PR #4420, opened 2025-08-27
Fetch certificate last used the blob

deuszx:
## Motivation

Continuation of the work on improving performance of clients. Trying to decrease # of roundtrips between clients and validators.

## Proposal

It was noted that we often make two requests to download a certificate for blob:
1. `BlobLastUsedBy` – returning a certificate hash
2. `DownloadCertificate` – returning the certificate.

Here we introduce a new endpoint – `BlobLastUsedByCertificate(blob_id) -> ConfirmedCertifiate` – which does both things in one query.

Note that the new endpoint is introduced in proxy only.

This decreases number of necessary network roundtrips from 9 to 6:

Screenshot 2025-08-27 at 12 07 08

## Test Plan

CI

## Release Plan

- Nothing to do / These changes follow the usual release cycle. **OR**
    - be released in a new SDK,
    - be released in a new SDK,

## Links

### DIFF
--- a/linera-core/src/node.rs
+++ b/linera-core/src/node.rs
@@ -155,6 +155,12 @@ pub trait ValidatorNode {
     /// Returns the hash of the `Certificate` that last used a blob.
     async fn blob_last_used_by(&self, blob_id: BlobId) -> Result<CryptoHash, NodeError>;
 
+    /// Returns the certificate that last used the blob.
+    async fn blob_last_used_by_certificate(
+        &self,
+        blob_id: BlobId,
+    ) -> Result<ConfirmedBlockCertificate, NodeError>;
+
     /// Returns the missing `Blob`s by their IDs.
     async fn missing_blob_ids(&self, blob_ids: Vec<BlobId>) -> Result<Vec<BlobId>, NodeError>;
 }
--- a/linera-rpc/src/message.rs
+++ b/linera-rpc/src/message.rs
@@ -62,6 +62,9 @@ pub enum RpcMessage {
 
     // Internal to a validator
     CrossChainRequest(Box<CrossChainRequest>),
+
+    BlobLastUsedByCertificate(Box<BlobId>),
+    BlobLastUsedByCertificateResponse(Box<ConfirmedBlockCertificate>),
 }
 
 impl RpcMessage {
@@ -100,6 +103,8 @@ impl RpcMessage {
             | DownloadCertificates(_)
             | BlobLastUsedBy(_)
             | BlobLastUsedByResponse(_)
+            | BlobLastUsedByCertificate(_)
+            | BlobLastUsedByCertificateResponse(_)
             | MissingBlobIds(_)
             | MissingBlobIdsResponse(_)
             | DownloadCertificatesResponse(_) => {
@@ -122,6 +127,7 @@ impl RpcMessage {
             | DownloadBlob(_)
             | DownloadConfirmedBlock(_)
             | BlobLastUsedBy(_)
+            | BlobLastUsedByCertificate(_)
             | MissingBlobIds(_)
             | DownloadCertificates(_)
             | DownloadCertificatesByHeights(_, _) => true,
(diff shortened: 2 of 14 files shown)


linera-rpc/src/simple/client.rs
```diff
@@ -246,6 +246,20 @@ impl ValidatorNode for SimpleClient {
             .await
     }
 
+    async fn blob_last_used_by_certificate(
+        &self,
+        blob_id: BlobId,
+    ) -> Result<ConfirmedBlockCertificate, NodeError> {
+        Ok(self
+            .query::<Vec<ConfirmedBlockCertificate>>(RpcMessage::BlobLastUsedByCertificate(
```
afck: Shouldn't this be `query::<ConfirmedBlockCertificate>` then?

linera-rpc/src/message.rs
```diff
@@ -202,6 +209,7 @@ impl TryFrom<RpcMessage> for Vec<ConfirmedBlockCertificate> {
         match message {
             RpcMessage::DownloadCertificatesResponse(certificates) => Ok(certificates),
             RpcMessage::DownloadCertificatesByHeightsResponse(certificates) => Ok(certificates),
+            RpcMessage::BlobLastUsedByCertificateResponse(certificate) => Ok(vec![*certificate]),
```
afck: Why not put this in `impl TryFrom<RpcMessage> for ConfirmedBlock` instead?

linera-core/src/node.rs
```diff
@@ -155,6 +155,12 @@ pub trait ValidatorNode {
     /// Returns the hash of the `Certificate` that last used a blob.
     async fn blob_last_used_by(&self, blob_id: BlobId) -> Result<CryptoHash, NodeError>;
```
afck, line 156: Do we still need this one then?

linera-rpc/src/simple/client.rs
deuszx: If I add `impl TryFrom<RpcMessage> for ConfirmedBlockCertificate` then yes – I was probably being lazy.

linera-core/src/node.rs
deuszx: Now I am afraid of removing anything. the protobuf/gRPC protocol will survive these changes but the simple one, based on `RpcMessage`, won't so I prefer to not remove anything.

linera-rpc/src/message.rs
deuszx: Oh wow... I looked for it and didn't find 🙈

deuszx: because `ConfirmedBlock` and `ConfirmedBlockCertficiate` are differnet things and we need the latter.

afck: Sorry, I mean: Why not `impl TryFrom<RpcMessage> for ConfirmedBlockCertificate`? Why the `Vec`?

deuszx: B/c it didn't exist and I was too lazy to add it. I'll do that.

deuszx: Done in [Add new TryFrom<RpcMessage> for ConfirmedBlockCertificate](https://github.com/linera-io/linera-protocol/pull/4420/commits/6b92b0464b812fb8a568edb3fed9d73239e4a8f6)

linera-rpc/src/simple/client.rs
deuszx: [Add new TryFrom<RpcMessage> for ConfirmedBlockCertificate](https://github.com/linera-io/linera-protocol/pull/4420/commits/6b92b0464b812fb8a568edb3fed9d73239e4a8f6)

.github/workflows/rust.yml
```diff
@@ -229,7 +229,7 @@ jobs:
         restore-keys: solc-
     - name: Get Solc
       if: ${{ steps.cache-solc.outputs.cache-hit != 'true' }}
-      uses: pontem-network/get-solc@master
+      uses: ./.github/actions/get-solc
```
ma2bd: These changes in `.github` seem to belong to another PR.

deuszx: I will update the description, was testing this solution. 

Yes, the action we use for fetching solc is broken. I decided to move it into the repo with the fixes.

deuszx: Opened a separate PR just with this fix https://github.com/linera-io/linera-protocol/pull/4426 

Will rebase once it's merged to `main`.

◇ ◇ ◇ ◇

What you need to do: Go through the listing above and locate each line that holds the word "true". Copy those lines.

Finished exercise:
             | DownloadCertificatesByHeights(_, _) => true,
       if: ${{ steps.cache-solc.outputs.cache-hit != 'true' }}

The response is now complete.